# Nokia won't boot



## Ammu0593 (Oct 26, 2010)

Hi i have a nokia mural (6750) and i have the same problem. It wont turn on. Apparently i didnt turn the phone off at night and when i tried turning it on in the morning it wont work so i charged it for about 8 hours. I tried it again but still no hope. Now i am leaving the battery out. Do you have any suggestions? should i get another battery?


----------



## DonaldG (Aug 23, 2007)

*Re: nokia won't boot*

Hi Ammu

Welcome to TSF :wave:

I have split your post from a very old thread.

Regards
Donald


----------



## Done_Fishin (Oct 10, 2006)

not sure about this particular phone but I can give you some info about batteries

The type of battery in this phone requires a general discharge / recharge cycle about once a month.

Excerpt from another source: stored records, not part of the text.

Issue #1394, opened 2017-09-13
Update ArticleViewer to use whocolor for all available languages


ragesoss:
The whocolor API now supports Basque (`eu`) as well as English Wikipedia. `ArticleViewer` should work for Basque as well, in a way that will be easy to extend to more languages as the number supported by whocolor grows.

----
https://api.wikiwho.net/

jyoti0208:
I am working on implementing this feature.

jyoti0208:
I am not able to find ArtcleViewer on any page.
I have created a dummy campaign on my local as `http://localhost:3000/courses/Wiki/React_Training_(first)/articles`
Also, there is article_viewer.jsx in common, So if I modify anything to this file which page will get change?

ragesoss:
@jyoti0208 Have you done the steps of populating the course with data? https://github.com/WikiEducationFoundation/WikiEduDashboard/blob/master/docs/user_roles.md

jyoti0208:
Yes, I have 2 new users as participants and run the update routine.
Also, I am getting this page `http://localhost:3000/courses/Wiki/React_Training_(first)/articles`
 Is this the Article viewer page?

ragesoss:
@jyoti0208 I just noticed that now German and Turkish are available too. :)

ragesoss:
All available languages are set now, and it should be trivial to add more as they are available.

PR #1421, opened 2017-09-30
Article viewer lang

jyoti0208:
Adding eu as new language for #1394


app/assets/javascripts/components/common/article_viewer.jsx
```diff
@@ -1,6 +1,7 @@
 import React from 'react';
 import OnClickOutside from 'react-onclickoutside';
 import { trunc } from '../../utils/strings';
+import SUPPORTED_LANG from '../../constants/mediawiki_lang';
```
ragesoss: Since this is only used in ArticleViewer, we may as well just do this in the same file. Also, whocolor is different from mediawiki (which is the software that runs Wikipedia and other wikis).

app/assets/javascripts/components/common/article_viewer.jsx
```diff
@@ -69,7 +70,7 @@ const ArticleViewer = React.createClass({
   },
 
   isEnWiki() {
-    return this.props.article.language === 'en' && this.props.article.project === 'wikipedia';
+    return SUPPORTED_LANG.includes(this.props.article.language) && this.props.article.project === 'wikipedia';
```
ragesoss: The name of this method should be changed; it no longer answers the question of whether it's English Wikipedia, but rather whether it's a wiki with whocolor support.

app/assets/javascripts/components/common/article_viewer.jsx
jyoti0208: I have removed this extra const file.

app/assets/javascripts/components/common/article_viewer.jsx
jyoti0208: Changed the name of method as `isWhocolorLang`

ragesoss:
Looks good!

PR #1422, opened 2017-10-02
Iss1408

jstoebel:
adds rules from `react` and `jsx-a11y` which have no current violations.


ragesoss:
`Failed with 593 errors`. Quit `gulp` and then start it again and you should see the errors.

jstoebel:
I was failing to search for errors in `.jsx` files and thus missed most of the errors. I'm going to close this and start over.

Issue #1402, opened 2017-09-18
Convert `article_url`, `full_title`, and `escaped_full_title` in ArticleHelper into Article instance methods


ragesoss:
I often find myself wanting to get the url or full title of an article by calling `article.url` or `article.full_title`, etc.

Let's replace those `ArticleHelper` methods with instance methods on `Article`. This will require changes to every place in the app that currently calls those methods.

unnatii:
I would like to take this up as my first issue

alpha721:
@unnatii are u still working on this issue , because otherwise I would be happy to take it up.

mauditecandela:
@unnatii and @alpha721 are you both still working on this issue? I find it very interesting and therefore I will be happy to take it up if you are not still working on it :)

mauditecandela:
@ragesoss I created a first proposal for this issue, you can see it in 18e9bd4. All my local tests pass. I am not sure if I should transfer the namespaces constant to the article.rb model or if I should keep them at article_helper.rb. What do you think?

PR #1424, opened 2017-10-03
#1402 Creates new instance methods for url, full_title, escaped full_title

mauditecandela:
Also replaces them in every place it was used.


ragesoss:
@mauditecandela this looks good! Failing test was unrelated to the change. Just remove the commented-out code and I think this will be good to merge.

mauditecandela:
done! :D

Issue #1387, opened 2017-09-10
BlockedEditAlert should include block data


ragesoss:
Currently we send the block data that we get from MediaWiki through Raven to Sentry, but we don't include it in the BlockedEditAlert that we email to Wiki Ed staff.

It would be very useful to save that data on the Alert record (requires a new db field) and send it in the email. That way the email would include enough info for someone to get the block sorted out. This is particularly important for when the dashboard's IP address gets blocked because of a student with a bad username; the user affected by the block will not necessarily be the one who was actually blocked, and it's hard to track down who was blocked without that block data.

mattwarren10:
What file(s) is the block data that we get from MediaWiki referenced? What would you want the new attribute in the `alerts` table to be called? `block_data`?

ragesoss:
Nothing so specific as `block_data`, since the Alert table holds all the different alert types. Maybe `details`, as a serialized Hash.

PR #1427, opened 2017-10-03
Add details attribute to alerts table and update AlertMailer #1387

mattwarren10:


db/migrate/20171003172534_add_details_to_alerts.rb
```diff
@@ -0,0 +1,5 @@
+class AddDetailsToAlerts < ActiveRecord::Migration[5.1]
+  def change
+  	add_column :alerts, :details, :text
```
ragesoss: yikes, tabs!

mattwarren10:
This is a simple way I thought of to serialize a text attribute to be a Hash. Let me know what you think.

ragesoss:
Yes, that's what I had in mind.

mattwarren10:
Is this something you were looking for? If it is, I'll take on another issue.

ragesoss:
This is good so far. It still needs to:

1. Include the details in the rendered alert email (by changing the relevant view template)
2. pass in the mediawiki response data as details to new BlockedEditAlert records

The second item starts from `lib/wiki_response.rb` and goes to `BlockedEditsWorker` and `BlockedEditsReporter`.

ragesoss:
This will be the first time we would use Redis to store something more complex than an integer record ID — passing in the details hash as a sidekiq argument in `BlockedEditsWorker` — but I think it's okay and jives with https://github.com/mperham/sidekiq/wiki/Best-Practices

That details hash is not application state, and it starts its life as plain JSON anyway, so it should survive being serialized and deserialized.

mattwarren10:
So the check isn't passing because of the amount of arguments. Since `WikiResponse` is not a model, hence it doesn't have any factories, would it be best to just include empty hashes like this? Or is there a more optimal approach?

```
describe BlockedEditsReporter do
  describe '.create_alert' do
    let(:student) { create(:user, username: 'student') }
    let(:student2) { create(:user, username: 'student2') }
    it 'creates an Alert record for a blocked edit' do
      BlockedEditsReporter.create_alerts_for_blocked_edits(student, {})
      expect(Alert.count).to eq(1)
    end

    it 'does not create multiple alerts' do
      BlockedEditsReporter.create_alerts_for_blocked_edits(student, {})
      BlockedEditsReporter.create_alerts_for_blocked_edits(student2, {})
      expect(Alert.count).to eq(1)
    end
  end
end
```

ragesoss:
I would pass it something more like the expected data. Here's roughly what an actual response that would get passed to WikiResponse looks like:

```ruby
{:servedby=>"mw1229",
 :error=>
  {:info=>"You have been blocked from editing.",
   :blockinfo=>
    {:blockedtimestamp=>"2017-09-16T14:12:01Z",
     :blockid=>7824827,
     :blockedby=>"Orangemike",
     :blockreason=>
      "{{uw-softerblock}} <!-- Promotional username, soft block -->",
     :blockedbyid=>42464,
     :blockexpiry=>"infinite"},
   :*=>
    "See https://en.wikipedia.org/w/api.php for API usage. Subscribe to the mediawiki-api-announce mailing list at &lt;https://lists.wikimedia.org/mailman/listinfo/mediawiki-api-announce&gt; for notice of API deprecations and breaking changes.",
   :code=>"blocked"}}

```

(I copied this from Sentry; the actual response would I think have the same shape, except with strings instead of symbols for all the keys.)

mattwarren10:
Should be good to go.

If it goes into too a deep discharge it may well decide not to function again due to safety measures inside the battery. 

If you know what you are doing you might be able to jolt it into action by use of a power supply adjusted to the correct voltage and current ratings for the battery.

as to seeing whether your battery has died on you and is stopping you from booting your mobile, I suggest you find someone who uses the exact same battery / mobile and trying their battery in your phone and / or your battery in their phone. That at least will give you a starting point for troubleshooting.


----------